For any formula $$varphi$$ in which $$x$$ Y $$y$$ they are free variables, $$for all x > for all and > varphi$$ quantifies on all possible values ​​for $$x$$ Y $$y$$. As a result, $$x$$ Y $$y$$ may be different objects or them may be equal; for the declaration to maintain, $$varphi$$ must keep in both of them cases.
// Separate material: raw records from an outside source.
PR #599, opened 2024-02-13
OC-805: Author search not responding to search terms

finlay-jisc:
The purpose of this PR was to fix a bug where entering a query in the "quick search" box on the author search page didn't affect the results.

Added some tests for our PageTitle component.

---

### Acceptance Criteria:

- When a search term is submitted into the author search, results are filtered to match the term against the author's first or last name.

---

### Checklist:

- [x] Automated tests added
- [ ] Documentation updated

---

### Tests:

UI
Screenshot 2024-02-13 102603

E2E
Screenshot 2024-02-13 102540

---

### Screenshots:

No query
Screenshot 2024-02-13 102913

Query
Screenshot 2024-02-13 102902

### DIFF
--- a/ui/src/pages/search/authors/index.tsx
+++ b/ui/src/pages/search/authors/index.tsx
@@ -87,7 +87,7 @@ type Props = {
 const Authors: Types.NextPage<Props> = (props): React.ReactElement => {
     const router = Router.useRouter();
     // Query params
-    const [query] = React.useState(props.query ? props.query : '');
+    const { query = '' } = router.query as Interfaces.AuthorSearchQuery;
     const [limit, setLimit] = React.useState(props.limit ? parseInt(props.limit, 10) : 10);
     const [offset, setOffset] = React.useState(props.offset ? parseInt(props.offset, 10) : 0);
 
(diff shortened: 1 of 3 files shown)


ui/src/pages/search/authors/index.tsx
```diff
@@ -87,7 +87,7 @@ type Props = {
 const Authors: Types.NextPage<Props> = (props): React.ReactElement => {
     const router = Router.useRouter();
     // Query params
-    const [query] = React.useState(props.query ? props.query : '');
+    const { query = '' } = router.query as Interfaces.AuthorSearchQuery;
```
adwearing-jisc, line 90: Intriguing. So was this not defaulting to an empty string?

adwearing-jisc: Oh didn't notice you changed props.query to router.query

adwearing-jisc (approved):

ui/src/pages/search/authors/index.tsx
finlay-jisc: Yeah, I think the issue was that the search form submit was only pushing the query term to router. So in order to get the SWR to re fetch we need to take the "query" var from the router instead of props. As it was, it worked after a refresh because getServerSideProps would get search results again based on the query param, but not from "in page" searches.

Following this reasoning, a valid interpretation for its formula would be "an Italian is happy no matter who wins the World Cup" (assuming "WC" means "World Cup"), with "Italian" for $$x$$ and "who" for $$y$$. A) Yes, $$x$$ is happy if they win the World Cup ($$x = y$$) but also happy if someone else does ($$x neq and$$); therefore "independently".

The other statement can be expressed in the predicate logic as follows:
$$forall x ( text {italian} (x) to ( text {winWC} (x) to text {happy} (x)))$$

In fact, this is evaluated with the same truth value as the first formula precisely when you select the same values ​​for $$x$$ Y $$y$$.

Assuming the most reasonable domain (ie people in the world) and interpretation in this context, I could argue that there is an Italian who is happy only if the Italian team wins the World Cup and, otherwise, is not happy . Choose this person as your value to $$x$$ and an arbitrary non-Italian person (for example, German) to $$y$$; then the second formula is evaluated as true under this variable assignment (since $$text {italiano} (x)$$ it's true and $$x$$ he is happy if $$text {winWC} (x)$$, that is, the Italian national team wins), but the first one evaluates to false (since $$x$$ it is unhappy if $$y$$team, that is, the German national team wins).